De lo que no se ha dado cuenta es de que Cedric se ha apartado con disimulo de la odiosa peste de su capa de lobo.
—Cedric, ¿dónde está mi hijo? —pregunto.
Sonríe.
—Ya se lo puede imaginar, señor.
El ruido de unas espadas de neoplast chocando entre sí y el de varias botas sobre la piedra nos dan la bienvenida cuando entramos en la gruta de los duelos. Allí, las enredaderas trepan sobre fuentes de granito y por el húmedo suelo de piedra. Las agujas de los árboles perennes caen en forma de cúmulos desde lo alto de las copas. Y en el centro de la gruta, bajo los ojos atentos de las gárgolas que adornan las fuentes, un niño y una niña dan vueltas el uno alrededor del otro en el centro de un círculo de tiza. Los otros siete niños de su grupo los observan, acompañados por dos mujeres doradas. Sevro tira de mí hacia un lado para que sigan sin vernos, y ambos nos sentamos en el borde de una fuente de granito a mirarlos.

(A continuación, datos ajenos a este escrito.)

PR #671, opened 2026-04-17
main: sanitize attachment filenames before writing to disk

### LINKED ISSUE #642: BUG: Attachment filename not sanitized for filesystem
Describe the bug: Attachment filenames used directly when saving to disk. Could contain path traversal characters like "../" or invalid filesystem chars.

To reproduce:
1. Receive email with attachment named "../../evil.txt"
2. Save attachment
3. May write outside intended directory

Expected behavior: Sanitize filename:
- Strip path separators (/ \)
- Remove invalid chars for current OS
- Limit length to filesystem max
- Handle collisions with (1), (2) suffix

Additional context:
- File: view/html.go or attachment handling code
- Use filepath.Base() and validate chars
- Severity: Medium - path traversal risk
- Complexity: Easy - filename sanitization

SAY-5:
### Problem

`downloadAttachmentCmd` takes `msg.Filename` (the MIME
Content-Disposition filename set by the sender) and passes it directly
into `filepath.Join(downloadsPath, candidate)` inside an
`O_CREATE|O_EXCL` open:

```go
origName := msg.Filename
ext := filepath.Ext(origName)
base := strings.TrimSuffix(origName, ext)
candidate := origName
...
filePath = filepath.Join(downloadsPath, candidate)
f, err := os.OpenFile(filePath, os.O_CREATE|os.O_EXCL|os.O_WRONLY, 0644)
```

The sender controls that header, so a hostile email can send

```
Content-Disposition: attachment; filename="../../etc/passwd"
Content-Disposition: attachment; filename="..\\evil.txt"
```

and the exclusive-create happens outside `~/Downloads`. `O_EXCL` means
the attack needs a path that does not already exist, but placing a file
anywhere the user can write (e.g. `~/.ssh/authorized_keys2`,
`~/.config/<something>`, a shell init dotfile) is still reachable (#642).

### Fix

Add `sanitizeAttachmentFilename` and wire it into `origName`:

- `filepath.Base` to drop any directory prefix (`../../etc/passwd` → `passwd`)
- replace both `/` and `\` so Windows-authored headers can't sneak a
  segment through on unix, and vice versa
- strip NUL bytes
- trim leading `.` / space so `.bashrc` or `...` doesn't silently
  create a hidden file
- fall back to `"attachment"` when the cleaned name is empty

Happy-path filenames (e.g. `report.pdf`) round-trip unchanged. The
`(n)` suffix logic and `downloadsPath` creation are untouched.

Fixes #642

### DIFF
--- a/main.go
+++ b/main.go
@@ -2390,6 +2390,36 @@ func moveEmailToFolderCmd(account *config.Account, uid uint32, accountID string,
 	}
 }
 
+// sanitizeAttachmentFilename returns a filename safe to join with a trusted
+// directory. It strips any directory component the sender put in the name
+// (so "../../etc/passwd" collapses to "passwd"), replaces both path separators
+// even on the wrong platform (Windows clients can see "/", unix clients "\"),
+// trims leading dots that would produce hidden files, and falls back to a
+// generic name when the sender supplies an empty or nothing-but-separators
+// string. Used by the attachment download path; see #642.
+func sanitizeAttachmentFilename(name string) string {
+	// Drop any directory component (e.g. "foo/bar.txt" -> "bar.txt",
+	// "../../etc/passwd" -> "passwd"). filepath.Base handles the active
+	// OS separator; we also strip the alternate separator so a Windows
+	// name on a unix host (or vice versa) cannot sneak a segment through.
+	name = filepath.Base(name)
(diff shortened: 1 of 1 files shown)


andrinoff (changes requested):

Issue #519, opened 2026-04-15
BUG: Account deletion leaves orphaned cache files


andrinoff:
### Describe the bug

When an account is deleted via settings, `config.RemoveAccount()` only removes the account from the config array and deletes the password from the OS keyring. It does not clean up:

- Cached emails in `~/.cache/matcha/folder_emails/`
- Cached email bodies in `~/.cache/matcha/email_bodies/`
- Contacts associated with that account
- Any draft data for that account

Over time, this accumulates stale data on disk.

### To reproduce

1. Add an account and fetch emails
2. Delete the account from settings
3. Check `~/.cache/matcha/` — cached data for the deleted account remains

### Expected behavior

Deleting an account should also clean up all associated cache files, or at minimum prompt the user to optionally delete cached data.

### OS

All platforms

PR #672, opened 2026-04-18
config: drop an account's drafts when it is removed

### LINKED ISSUE #566: BUG: Orphaned drafts after account removal
### Describe the bug
When an account is removed via `config.RemoveAccount`, its associated drafts are still kept in the `drafts.json` cache.

### To reproduce
1. Create a draft for Account A.
2. Remove Account A.
3. Observe that the draft for Account A still exists in the drafts list (though it might fail to load properly).

### Expected behavior
Drafts associated with a removed account should be cleaned up or handled gracefully.

### Additional context
Similar to #519.

SAY-5:
### Problem

`Config.RemoveAccount` drops the account from `c.Accounts` and clears
its keyring entries, but leaves `drafts.json` untouched. Every draft
the user wrote under that account stays in the cache keyed by an
`AccountID` that now points at nothing. The drafts pane shows drafts
that cannot be loaded or sent, and if the user later adds a new
account, stale rows with matching IDs can collide. #566.

### Fix

- Add `DeleteDraftsForAccount(accountID string) error` next to the
  other draft helpers in `config/cache.go`. It loads the drafts cache,
  filters out drafts whose `AccountID` matches, and writes the cache
  back. No-ops when the cache is absent or when nothing changes (so we
  don't churn `drafts.json` for accounts that never had a draft).
- Call it from `RemoveAccount` right after the keyring cleanup and
  before the `append` that removes the account from the slice.

```diff
  _ = keyring.Delete(keyringServiceName, acc.Email)
  _ = keyring.Delete(keyringServiceName, acc.Email+":pgp-pin")

+ // Drop drafts tied to the removed account so they do not
+ // linger in drafts.json referencing a now-unknown AccountID
+ // (#566).
+ _ = DeleteDraftsForAccount(id)

  c.Accounts = append(c.Accounts[:i], c.Accounts[i+1:]...)
```

Draft deletion errors are swallowed the same way the keyring cleanup
errors are: removing the account succeeds even if cache cleanup fails.
(#519 tracks the broader cache-orphan story; this PR addresses drafts
specifically.)

Fixes #566

### DIFF
--- a/config/cache.go
+++ b/config/cache.go
@@ -363,6 +363,32 @@ func DeleteDraft(id string) error {
 	return SaveDraftsCache(cache)
 }
 
+// DeleteDraftsForAccount removes every draft belonging to the given account ID
+// from the drafts cache. Used when an account is removed via RemoveAccount so
+// drafts for the removed account do not linger in the cache as orphans (#566).
+//
+// No-op if the cache does not exist or contains no drafts for the account.
+func DeleteDraftsForAccount(accountID string) error {
+	cache, err := LoadDraftsCache()
+	if err != nil {
+		return nil // No cache, nothing to delete
+	}
+
+	var filtered []Draft
+	for _, d := range cache.Drafts {
+		if d.AccountID != accountID {
+			filtered = append(filtered, d)
+		}
+	}
+	if len(filtered) == len(cache.Drafts) {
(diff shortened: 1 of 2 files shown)


andrinoff (changes requested):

El niño que hay en el centro del círculo tiene diez años, es esbelto y orgulloso. Se ríe como su madre y rumia las cosas como su padre. Tiene el pelo del color de la paja, la cara redonda y sonrojada de juventud. Sus ojos, de un dorado rosáceo, arden bajo unas pestañas larguísimas. Es más alto de lo que lo recuerdo, mayor, y me parece imposible que pueda haber salido de mí. Que pueda tener pensamientos propios. Que vaya a amar, sonreír y morir como todos nosotros.

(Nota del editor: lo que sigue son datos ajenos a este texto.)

PR #674, opened 2026-04-18
config/encryption: use crypto/subtle for sentinel comparison

### LINKED ISSUE #659: BUG: Encryption key derivation vulnerable to timing attacks
Describe the bug: Password comparison in encryption code may leak timing information. Allows offline timing attack on encrypted data to guess password.

To reproduce:
1. Capture encrypted config file
2. Script password guessing with timing measurement
3. Timing variations reveal password characters
4. Brute force becomes more efficient

Expected behavior:
- Use constant-time comparison (subtle.ConstantTimeCompare)
- Ensure Argon2 parameters prevent timing leaks
- Add rate limiting to password attempts
- Consider authentication tag before decryption

Additional context:
- File: config/encryption.go
- Use crypto/subtle for comparisons
- Review entire auth flow for timing leaks
- Severity: Medium - offline attack vector
- Complexity: Medium - cryptography expertise needed
- Related: CWE-208 timing side channel

SAY-5:
### Problem

`VerifyPassword` in `config/encryption.go` decrypts a fixed sentinel
string with the key derived from the user's password and then compares
the plaintext against the constant `sentinelPlaintext` with a plain
`!=`:

```go
if string(plaintext) != sentinelPlaintext {
    return nil, errors.New("incorrect password")
}
```

Go's `string !=` short-circuits on the first differing byte, and also
on any length mismatch before it starts comparing. The amount of time
`VerifyPassword` takes therefore varies with whatever plaintext the
attacker managed to produce — a classic CWE-208 timing side-channel
against an offline attacker who already has a copy of `secure.meta`.
#659.

### Fix

Swap in `subtle.ConstantTimeCompare` against a `[]byte`:

```diff
- if string(plaintext) != sentinelPlaintext {
+ if subtle.ConstantTimeCompare(plaintext, []byte(sentinelPlaintext)) != 1 {
      return nil, errors.New("incorrect password")
  }
```

Adds `crypto/subtle` to the imports. The common wrong-key case is
already caught by the `Decrypt` error branch above this block and
doesn't touch the compare, so the happy path and the common failure
path are both unaffected.

Fixes #659

### DIFF
--- a/config/encryption.go
+++ b/config/encryption.go
@@ -4,6 +4,7 @@ import (
 	"crypto/aes"
 	"crypto/cipher"
 	"crypto/rand"
+	"crypto/subtle"
 	"encoding/base64"
 	"encoding/json"
 	"errors"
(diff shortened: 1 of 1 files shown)


andrinoff (changes requested):

PR #712, opened 2026-04-20
fix(fetcher): replace fmt.Print with standard logger

### LINKED ISSUE #702: BUG: Hardcoded fmt.Print in fetcher
### Describe the bug
In `fetcher/fetcher.go:1025`, `fmt.Print(msg)` is used instead of a standard logger.

### To reproduce
Trigger the specific fetcher code path.

### Expected behavior
Use the application's standard logging facility.

Haroka-74:
## Description

Replaced a raw `fmt.Print` call in the fetcher with the standard logging.

Closes #702

### DIFF
--- a/fetcher/fetcher.go
+++ b/fetcher/fetcher.go
@@ -11,6 +11,7 @@ import (
 	"fmt"
 	"io"
 	"io/ioutil"
+	"log"
 	"mime"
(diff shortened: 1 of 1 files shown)


andrinoff (approved):
lgtm

PR #748, opened 2026-04-21
fix: use atomic increment for image ID allocation to prevent race condition

### LINKED ISSUE #730: BUG: Race condition in image ID allocation (view/html.go)
**Describe the bug**
In view/html.go, nextImageID is incremented without mutex protection, causing potential race conditions when multiple goroutines process images concurrently.

**To reproduce**
Search view/html.go for nextImageID usage - if it's a package-level variable incremented without sync protection, concurrent access causes races.

**Expected behavior**
Use atomic.AddUint32() or protect with mutex.

**Additional context**
- Good first issue if confirmed
- Race detector would catch this: `go test -race`
- Verify with: `grep -n "nextImageID" view/html.go`

**Suggested fix:**
```go
import "sync/atomic"

var nextImageID uint32

// In code:
id := atomic.AddUint32(&nextImageID, 1)
```

**OS**
All platforms

**Note:** Needs verification - issue based on common pattern analysis.

kyooosukedn:
## What?

Replaced the non-atomic `nextImageID++` increment in `allocImageID()` with `atomic.AddUint32(&nextImageID, 1)`.

## Why?

Fixes #730

`allocImageID()` in `view/html.go` used a plain read-then-increment (`id := nextImageID; nextImageID++`) with no synchronization. When multiple goroutines process images concurrently (e.g., rendering an email with multiple inline images), they can:

1. Read the same value of `nextImageID`, allocating duplicate IDs
2. Lose updates entirely due to the non-atomic write

This would cause Kitty image protocol placements to conflict, resulting in broken image rendering. The race detector (`go test -race`) would flag this immediately.

The fix uses `sync/atomic.AddUint32` which is a single CPU instruction on most architectures — zero overhead.

## Testing

Added `TestAllocImageID_NoRace` which:
- Spawns 100 goroutines, each allocating 100 IDs concurrently
- Verifies all 10,000 IDs are unique (no duplicates)
- Would deterministically fail under the old code with `go test -race`

### DIFF
--- a/view/html.go
+++ b/view/html.go
@@ -9,6 +9,7 @@ import (
 	"os"
 	"regexp"
 	"strings"
+	"sync/atomic"
 	"time"
 
 	"charm.land/lipgloss/v2"
@@ -282,9 +283,7 @@ var nextImageID uint32 = 1000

Tiene el ceño fruncido a causa de la concentración. El sudor le chorrea por la cara y le apelmaza el pelo. Su oponente le lanza una estocada oblicua a la rodilla.
La niña tiene nueve años y un rostro afilado como el de un elegante perro de presa. Electra, la mayor de las tres hijas de Sevro, es más alta que mi hijo y el doble de delgada. Pero mientras que Pax irradia una alegría interna que hace que a los adultos les brillen los ojos, la niña posee una profunda tristeza inherente. Tiene los ojos de un dorado oscuro, ocultos tras unos párpados pesados. A veces, cuando me mira, siento que me juzga con una actitud distante que me recuerda a su madre.
Sevro se inclina hacia delante, impaciente.
—Me apuesto el filo de Aja contra el yelmo de Apolonio a que mi monstruita le pega una paliza a tu chico.
—No voy a hacer apuestas con nuestros hijos —susurro indignado.
—Me juego también el anillo del Instituto de Aja.
—Ten un poco de decencia, Sevro. Son nuestros hijos.
—Y la capa de Octavia.
—Quiero el árbol de marfil de los Falce.
Sevro ahoga un grito.
—Me encanta el árbol de marfil. ¿Dónde iba a colgar si no mis trofeos?
Me encojo de hombros.
—Si no hay árbol de marfil, no hay apuesta.
—Maldito salvaje —dice al mismo tiempo que me tiende la mano para que se la estreche—. Trato hecho.
Sevro se ha convertido en todo un coleccionista y ha adquirido montones de trofeos de emperadores, caballeros y aspirantes a reyes dorados. Cuelga sus anillos, armas y blasones de las ramas del árbol de marfil que arrancó del complejo de la Casa de Falce en la Tierra y que trasladó a su casa en la Luna.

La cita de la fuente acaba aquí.